The A321neo ACF is the base for the longer range A321LR variant, which has an increased MTOW (Maximum Take Off Weight) of 97 tonnes and a third underfloor fuel tank that allows its range to be increased to 4,000nm. The first delivery of an A321LR is targeted for the fourth quarter of 2018.
Southwest Airlines has delayed a number of Boeing 737 MAX 7 orders but substantially increased its orders for larger B737 MAX 8s through 2019 and 2020.
The large US regional carrier said it was increasing its fleet investment to support future growth opportunities and modernise its all-Boeing 737 fleet “at favourable economics”.
A total of 40 MAX 8 options were converted to 15 firm orders in 2019 and 25 firm orders in 2020, a deal valued at approximately US$4.5 billion at list price. A total of 23 MAX 7 firm orders from 2019 through 2021 were deferred, however, with 12 now firm orders for 2023 and 11 firm orders for 2024.
Southwest added that it’s 2018 available seat mile growth plans remain unchanged.
The larger MAX 8s can take up to 189 seats compared to the MAX 7’s 172, although Southwest debuted the MAX 8 last year in a 175-seat configuration. It has previously also said it will fly the MAX 7 with 143 passengers.
Magnetic MRO’s major shareholder, BaltCap, along with other minority shareholders are selling 100% of the shares in the Estonian organisation to China’s Guangzhou Hangxin Aviation Technology for €43 million (equity value).
An indicative closing date is planned for the end of March following the fulfillment of all regulatory requirements.
“We are pleased to welcome Hangxin as our shareholder at a time when we are focused on expanding our global presence,” said CEO of Magnetic MRO, Risto Mäeots. He added: “Magnetic MRO management has been actively looking for opportunities to expand into Asia, the highest growth market in aviation. Hangxin, with its existing geographical presence and service portfolio, is complementary to Magnetic MRO, creating substantial synergies and new business opportunities.”

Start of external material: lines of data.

PR #2731, opened 2024-04-19
Use project display names in DW, move related utils from `~/pages/projects` to `~/concepts/projects` and `~/concepts/k8s`

mturley:
Closes [RHOAIENG-5291](https://issues.redhat.com/browse/RHOAIENG-5291)

## Description

* Moves a group of utilities out of `~/pages/projects` into sensible places in `~/concepts` so we're not introducing more import pollution
* Adds missing unit tests for the moved utils
* Uses `getProjectDisplayName` from its new home to expose a `projectDisplayName` value in DistributedWorkloadsContext
* Uses `projectDisplayName` instead of `namespace` in the "Requested resources" charts, which is the only remaining place we were rendering a namespace in Distributed Workload Metrics after Summit design iterations

Screenshot 2024-04-19 at 12 43 45 PM

## How Has This Been Tested?

Made sure updated imports don't cause any type errors, sanity-checked that other pages are still working, and verified that a project display name is now appearing in the chart

## Test Impact

Added new unit tests for each of the 8 utility functions being moved

## Request review criteria:

If you have UI changes: 


gitdallas (approved):

frontend/src/concepts/distributedWorkloads/DistributedWorkloadsContext.tsx
```diff
@@ -25,6 +26,7 @@ type DistributedWorkloadsContextType = {
   projectCurrentMetrics: DWProjectCurrentMetrics;
   refreshAllData: () => void;
   namespace?: string;
+  projectDisplayName?: string;
```
andrewballantyne, line 29: Not optional -- you can always give an answer

frontend/src/concepts/distributedWorkloads/DistributedWorkloadsContext.tsx
```diff
@@ -109,6 +111,7 @@ export const DistributedWorkloadsContextProvider =
           projectCurrentMetrics,
           refreshAllData,
           namespace,
+          projectDisplayName: project ? getProjectDisplayName(project) : namespace,
```
andrewballantyne, line 114: Namespace and Project are synonyms as far as the UI is concerned. This is very weird logic.

If you cannot find a project... how do you have a namespace? You shouldn't render your context if you don't have the bare min.  

So an error if you're without the min required for anything to work.

I get this is not a change you're doing with this PR -- but this exposed a gap in your code you need to close with this PR or do another PR and close it there and put this on top. This blocks this from merging.

frontend/src/concepts/projects/utils.ts
```diff
@@ -7,3 +10,12 @@ export const isAvailableProject = (projectName: string, dashboardNamespace: stri
     projectName === 'openshift' ||
     projectName === dashboardNamespace
   );
+
+export const getProjectDisplayName = (project: ProjectKind): string =>
+  getDisplayNameFromK8sResource(project);
+export const getProjectDescription = (project: ProjectKind): string =>
+  getDescriptionFromK8sResource(project);
```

Lv Haibo, vice president of Hangxin, said the company welcomed Magnetic MRO, adding: “We fully support the existing strategy and executive management team, and will support Magnetic MRO’s focus on continuing to deliver value to its existing customers, and expanding its global MRO presence.”
Magnetic MRO has grown substantially over the past five years, with employee numbers increasing from 160 to over 440. In a statement the organisation said sales had increased “exponentially” from 2010-2017 and were expected to grow at a similar rate over the coming years.
Norwegian is to launch direct long-haul low-fare flights from Italy’s Milan Malpensa Airport in the north of the country to Los Angeles from 16 June.
The hub serves a number of low-fare airlines including easyJet and Wizz Air. Norwegian will use the Boeing 787-9 Dreamliner to connect the two cities for the first time in 16 years.
The four flights a week on Tuesday, Wednesday, Thursday and Saturday will allow passengers to reach Los Angeles in around 12 hours, without any stopovers, starting from €239.90 each way.
“2017 has been a year of exponential growth for Norwegian in Europe and the United States,” said Norwegian CEO, Bjorn Kjos, adding that in 2018, “We will continue our long-haul expansion by offering passengers easy and affordable connections between the US and some of Europe’s most exciting cities.”